Хотя в данную минуту именно она сидела на столе, Наталья вскормленная принципом "Человек в спецовке всегда прав", постаралась принять ее слова со всей самокритичностью. Но вспомнилось вдруг, какие лица бывают у ребят после ночной смены... А эта перетрудилась, в дверь скоро не пролезет, в своем комбинезоне передвигается замедленно, как космонавт в скафандре. Во время домашних ремонтов Наталья ее месячную норму делала за одну субботу, выпроваживая трех своих мальчишек куда-нибудь из дому, чтобы не путались под ногами.
Кассирша
– Что с вами?! Краше, извините, в гроб кладут...

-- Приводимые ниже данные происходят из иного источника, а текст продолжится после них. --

Issue #9278, opened 2025-01-30
Notifications use task queue


livio-a:
The recently introduced notification workers have potential race conditions (#n and need to be updated to the new task queues (#9277)

## Acceptance criteria
- [x] Notifications use the new task queue
- [x] Notification aggregate / events are removed
- [x] On success: the success event is added to the corresponding aggregate (user / session)
- [x] Retry / Failure: no events added, task handle it on their own
- [x] Legacy mode is still available (for the moment)

PR #9360, opened 2025-02-14
refactor(notification): use river queue

adlerhurst:
# Which Problems Are Solved

The recently introduced have potential race conditions.

# How the Problems Are Solved

Current code is refactored to use the queue package, which is safe in regards of concurrency.

# Additional Changes

- improved code quality of queue

# Additional Context

- closes https://github.com/zitadel/zitadel/issues/9278


internal/notification/handlers/notification_worker.go
```diff
@@ -42,12 +41,55 @@ type NotificationWorker struct {
...
+	// if the notification is too old, we can directly cancel
+	if job.CreatedAt.Add(w.config.MaxTtl).Before(w.now()) {
+		return river.JobCancel(errors.New("notification is too old"))
+	}
+
+	// Get the notify user first, so if anything fails afterward we have the current state of the user
+	// and can pass that to the retry request.
+	// We do not trigger the projection to reduce load on the database. By the time the notification is processed,
+	// the user should be projected anyway. If not, it will just wait for the next run.
+	notifyUser, err := w.queries.GetNotifyUserByID(ctx, false, job.Args.UserID)
```
livio-a, line 65: retries would no also get the user separately, right?
this could end up in race conditions as the user might have been changed and retries would use the new information, e.g. mail address

livio-a (changes requested):
the `workerConfig` needs to be cleaned up and i think some new defaults for the queue

internal/queue/queue.go
```diff
@@ -2,74 +2,90 @@ package queue
...
+	driver riverdriver.Driver[pgx.Tx]
+	client *river.Client[pgx.Tx]
 
-var conns = &sync.Map{}
+	config      *river.Config
+	shouldStart bool
+}
+
+type Config struct {
+	Client *database.DB `mapstructure:"-"`
```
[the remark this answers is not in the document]
adlerhurst: it is used when reading the configuration, I just want to make sure that nobody tries to overwrite that

internal/queue/queue.go
```diff
@@ -2,74 +2,90 @@ package queue
...
-		if _, ok := ctx.Value(queueKey{}).(struct{}); !ok {
-			return nil
-		}
-		_, err := c.Exec(ctx, "SET search_path TO "+schema+"; SET application_name TO "+applicationName)
-		if err != nil {
-			return err
-		}
-		conns.Store(c, struct{}{})
+func (q *Queue) ShouldStart() {
+	q.shouldStart = true
```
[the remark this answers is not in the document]
adlerhurst: added the nil check to all functions

internal/notification/handlers/notification_worker.go
```diff
@@ -42,12 +43,54 @@ type NotificationWorker struct {
...
+		job.Args.Args.Domain = notifyUser.LastEmail[index+1:]
+	}
+
+	err = w.sendNotificationQueue(ctx, job.Args, strconv.Itoa(int(job.ID)), notifyUser)
+	if err == nil {
+		return nil
+	}
+	// if retries are disabled or if the error explicitly specifies, we cancel the notification
+	// TODO: move max attempts to job config
+	if w.config.MaxAttempts <= 1 || errors.Is(err, &channels.CancelError{}) {
```
zhirschtritt, line 84: I think it makes sense to capture `CancelError`s here, but from my understanding River will handle the MaxAttempts for us and automatically drop the job (and report the error). We specify max attempts using `WithMaxAttempts` when we insert the job from what it looks like so this might already be done.

internal/notification/handlers/notification_worker.go
```diff
@@ -42,12 +43,54 @@ type NotificationWorker struct {
...
+		return river.JobCancel(errors.New("notification is too old"))
```
zhirschtritt, line 85: nit: just a copypasta error message here ^^

internal/notification/handlers/notification_worker.go
```diff
@@ -42,12 +43,54 @@ type NotificationWorker struct {
...
 
+func (w *NotificationWorker) NextRetry(job *river.Job[*notification.Request]) time.Time {
+	return w.now().Add(job.CreatedAt.Sub(w.now()))
+}
+
+func (w *NotificationWorker) Timeout(*river.Job[*notification.Request]) time.Duration {
+	return w.config.TransactionDuration
+}
+
+// Work implements [river.Worker].
```
zhirschtritt, line 54: nit: could throw in a check here if we wanted 
```golang
var _ river.Worker[*notification.Request] = new(NotificationWorker)
```

internal/notification/handlers/notification_worker.go
```diff
@@ -42,12 +43,54 @@ type NotificationWorker struct {
 	backOff  func(current time.Duration) time.Duration
 }
 
+func (w *NotificationWorker) NextRetry(job *river.Job[*notification.Request]) time.Time {
+	return w.now().Add(job.CreatedAt.Sub(w.now()))
```
zhirschtritt, line 47: This doesn't look right, I think we need to use some version of the existing backoff policy.  
```suggestion
	return w.now().Add(w.backOff(job.AttemptedAt.Sub(job.CreatedAt)))
```
This isn't quite right either since the existing `backoff` fn expects the last delay, not the total delay. We might need to refactor the backoff policy to follow River's pattern which uses the attempt count (based on `len(job.Errors) + 1`) to determine the next delay.

internal/notification/handlers/notification_worker.go
livio-a: that's already checked: https://github.com/zitadel/zitadel/pull/9360/files#diff-197190d10ebe20e2fa794ce488bbf8e5733552787ce3bfdb44152e8b7b89a778R146

internal/notification/handlers/notification_worker.go
livio-a: does it even need to be that configurable or could we even go with the default backoff: https://riverqueue.com/docs/job-retries#client-retry-policy

adlerhurst: the default would also work for me

internal/notification/handlers/notification_worker.go
adlerhurst: yes thats already checked

internal/notification/handlers/notification_worker.go
adlerhurst: fair point its changed

internal/notification/handlers/notification_worker.go
adlerhurst: oups changed it

internal/notification/handlers/notification_worker.go
zhirschtritt: Yep makes sense. I don't think their default is the best for all use cases, but we can definitely revisit later.

internal/notification/channels/twilio/channel.go
```diff
@@ -39,15 +38,14 @@ func InitChannel(config Config) channels.NotificationChannel {
...
 				logging.WithFields(
 					"error", twilioErr.Message,
 					"status", twilioErr.Status,
 					"code", twilioErr.Code,
-					"instanceID", twilioMsg.TriggeringEvent.Aggregate().InstanceID,
-					"userID", userID,
-					"notificationID", notificationID).
-					Warn("twilio create verification error")
+					"instanceID", twilioMsg.InstanceID,
+					"jobID", twilioMsg.JobID,
```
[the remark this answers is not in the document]
zhirschtritt: Yeah, keeping the userID would be very helpful to keep. Since we don't pass the whole "TriggeringEvent" on the `twilioMsg` anymore, I wonder if we can just chuck the userID onto the `twilioMsg` directly so we can still have access to it here?

internal/notification/handlers/notification_worker.go
```diff
@@ -79,24 +73,18 @@ func (w *NotificationWorker) Work(ctx context.Context, job *river.Job[*notificat
...
 	LegacyEnabled       bool
 	Workers             uint8
-	RequeueEvery        time.Duration
-	RetryRequeueEvery   time.Duration
 	TransactionDuration time.Duration
-	MaxAttempts         uint8
 	MaxTtl              time.Duration
-	MinRetryDelay       time.Duration
-	MaxRetryDelay       time.Duration
 	RetryDelayFactor    float32
```
zhirschtritt: I think we should definitely keep `MaxAttempts`. The issue is that we're [now using the legacy MaxFailureCount](https://github.com/zitadel/zitadel/blob/notification-queue/internal/notification/handlers/user_notifier.go#L114) instead, which I think is just a mistake. It might require additional refactoring, but keeping the legacy config out of the queue worker is worth it imo

internal/notification/handlers/user_notifier.go
```diff
@@ -99,14 +102,16 @@ func NewUserNotifier(
...
 ) *handler.Handler {
 	if legacyMode {
 		return NewUserNotifierLegacy(ctx, config, commands, queries, channels, otpEmailTmpl)
 	}
 	return handler.NewHandler(ctx, &config, &userNotifier{
-		commands:     commands,
 		queries:      queries,
 		otpEmailTmpl: otpEmailTmpl,
+		queue:        queue,
+		maxAttempts:  config.MaxFailureCount,
```
zhirschtritt, line 114: I think we can get the correct MaxAttempts by injecting the worker config into `NewUserNotifier`. But it's kinda ick. Maybe if we just called it `NotificationQueueConfig` instead that would make it more palatable? 🙂

livio-a (approved):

На этот раз она ощутила некое злорадное торжество: пусть видят, до чего ее довели. Хорошо бы до Андрея так сохраниться - и почувствовала невыносимый голод. Ладно, в буфете кормят так, что много все равно не съешь, - зато посидеть в чистоте - это, по нашей жизни, само по себе удовольствие.
Но не успела она, осторожно запивая бурым, но безвкусным чаем, выгрызть мышиное углубление в чугунном кексе (уронить на ногу - неделю пробюллетенишь), как услышала знакомый вдохновляющий голос. Она уткнулась в свой чай, чтобы не здороваться, но, подобно Хоме Бруту, не вытерпела и глянула - точно, Дуткевич, неповторимая лысина, затянутая редкими прядями, словно тиной, а пробор, широченный, как река, с излучинами и плесами, проходит над самым ухом и растворяется где-то на затылке, за воротником. Чтобы не терять навыка, Дуткевич и с буфетчицей вдохновенно взмахивал головой. От этого первая поперечина начинала сползать, открывая лысый полумесяц, а он, чувствуя щекотание крысиного хвостика, откидывал его, словно пышный куст кудрей, тем же гордым отбросом головы, с каким вручал ей знамя (он - ей!) "Иное одобрение похоже на удобрение: пахнет противно, но расти помогает" (Коржиков).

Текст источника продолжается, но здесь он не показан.